== STUDY MATERIAL ==

PR #97, opened 2020-05-07
Support authentication via google oauth 2.0

attwad:
Tested locally with a project of mine waiting for Gaurav to create a project for us.

Still a no-op because no /api routes are being forced to be authenticated yet.

### DIFF
--- a/verification/curator-service/api/env
+++ b/verification/curator-service/api/env
@@ -1,0 +1,5 @@
+DATASERVER_API_URL=http://localhost:3000/api
+DB_CONNECTION_STRING=mongodb://localhost:27017/covid19
+PORT=3001
+GOOGLE_OAUTH_CLIENT_ID=471626618881-gel6mfu4rg137qfr3slb1hgi4fsru74h.apps.googleusercontent.com
+GOOGLE_OAUTH_CLIENT_SECRET=-enmhcvQUBHDOoAR-D5do22b
--- a/verification/curator-service/api/src/controllers/auth.ts
+++ b/verification/curator-service/api/src/controllers/auth.ts
@@ -1,0 +1,88 @@
+import { Profile, Strategy, VerifyCallback } from 'passport-google-oauth20';
+import { Request, Response } from 'express';
+import { User, UserDocument } from '../model/user';
+
+import passport from 'passport';
+
+export const router = require('express').Router();
+
+router.get(
+    '/google/redirect',
+    passport.authenticate('google'),
+    (req: Request, res: Response): void => {
+        // After login, redirect to the home page.
+        res.redirect('/');
+    },
+);
+
+router.get('/logout', (req: Request, res: Response): void => {
+    req.logout();
+    res.redirect('/');
+});
+
+router.get(
+    '/google',
+    passport.authenticate('google', {
+        scope: ['email'],
+    }),
+);
+
+export const configurePassport = (
+    clientID: string,
+    clientSecret: string,
+): void => {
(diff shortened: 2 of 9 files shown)


attwad:

verification/curator-service/api/src/controllers/auth.ts
```diff
@@ -0,0 +1,88 @@
...
+import { Request, Response } from 'express';
+import { User, UserDocument } from '../model/user';
+
+import passport from 'passport';
+
+export const router = require('express').Router();
+
+router.get(
+    '/google/redirect',
+    passport.authenticate('google'),
```
allysonjp715, line 11: Could you add a comment describing what this call does?

verification/curator-service/api/src/controllers/auth.ts
```diff
@@ -0,0 +1,88 @@
...
+                    // Passport got our user profile from google.
+                    // Find or create a correpsonding user in our DB.
+                    let user = await User.findOne({ googleID: profile.id });
+                    if (!user) {
+                        user = await User.create({
+                            googleID: profile.id,
+                            name: profile.displayName,
+                            email: (profile.emails || []).map(
+                                (v) => v.value,
+                            )[0],
```
allysonjp715, line 78: Does [][0] not throw an error in typescript? 
Could this be something like:
profile.emails[0].value 
with null checking where appropriate?

verification/curator-service/api/src/controllers/auth.ts
```diff
@@ -0,0 +1,88 @@
...
+                        });
+                    }
+                    cb(undefined, user);
+                } catch (e) {
+                    cb(e, null);
```
allysonjp715, line 83: Could you add a comment describing what value this has?

verification/curator-service/api/test/auth.test.ts
```diff
@@ -0,0 +1,17 @@
...
+import request from 'supertest';
+
+describe('auth', () => {
+    it('login with google', (done) => {
+        // Redirected to the oauth consent screen.
+        request(app).get('/auth/google').expect(302, done);
+    });
+    it('logout', (done) => {
+        // Redirects to /
+        request(app).get('/auth/logout').expect(302, done);
```
allysonjp715, line 11: Is there a way to check it redirected to the correct URL?

verification/curator-service/api/src/controllers/auth.ts
attwad: done.

verification/curator-service/api/src/controllers/auth.ts
attwad: No ends up being "undefined", which will then gets rejected by the storage schema so I'm not checking for it here to keep the code simple and not duplicate checks.

verification/curator-service/api/test/auth.test.ts
attwad: Yes I added check for the location where it was possible, I did not add it for the oauth consent screen as that's hosted by google and it could change and would break tests.

verification/curator-service/api/src/controllers/auth.ts
attwad: added a comment, cb() must be called from within that handler otherwise the page hangs. that's how the passport middleware works.

verification/curator-service/api/env
```diff
@@ -0,0 +1,5 @@
+DATASERVER_API_URL=http://localhost:3000/api
```
khmoran, line 1: Was this intentionally committed?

===

WORK ORDER:
Write out, exactly as given, the line containing "attwad: added a" and every line after it to the end of the records. Include nothing else.

COMPLETED TASK:
attwad: added a comment, cb() must be called from within that handler otherwise the page hangs. that's how the passport middleware works.

verification/curator-service/api/env
```diff
@@ -0,0 +1,5 @@
+DATASERVER_API_URL=http://localhost:3000/api
```
khmoran, line 1: Was this intentionally committed?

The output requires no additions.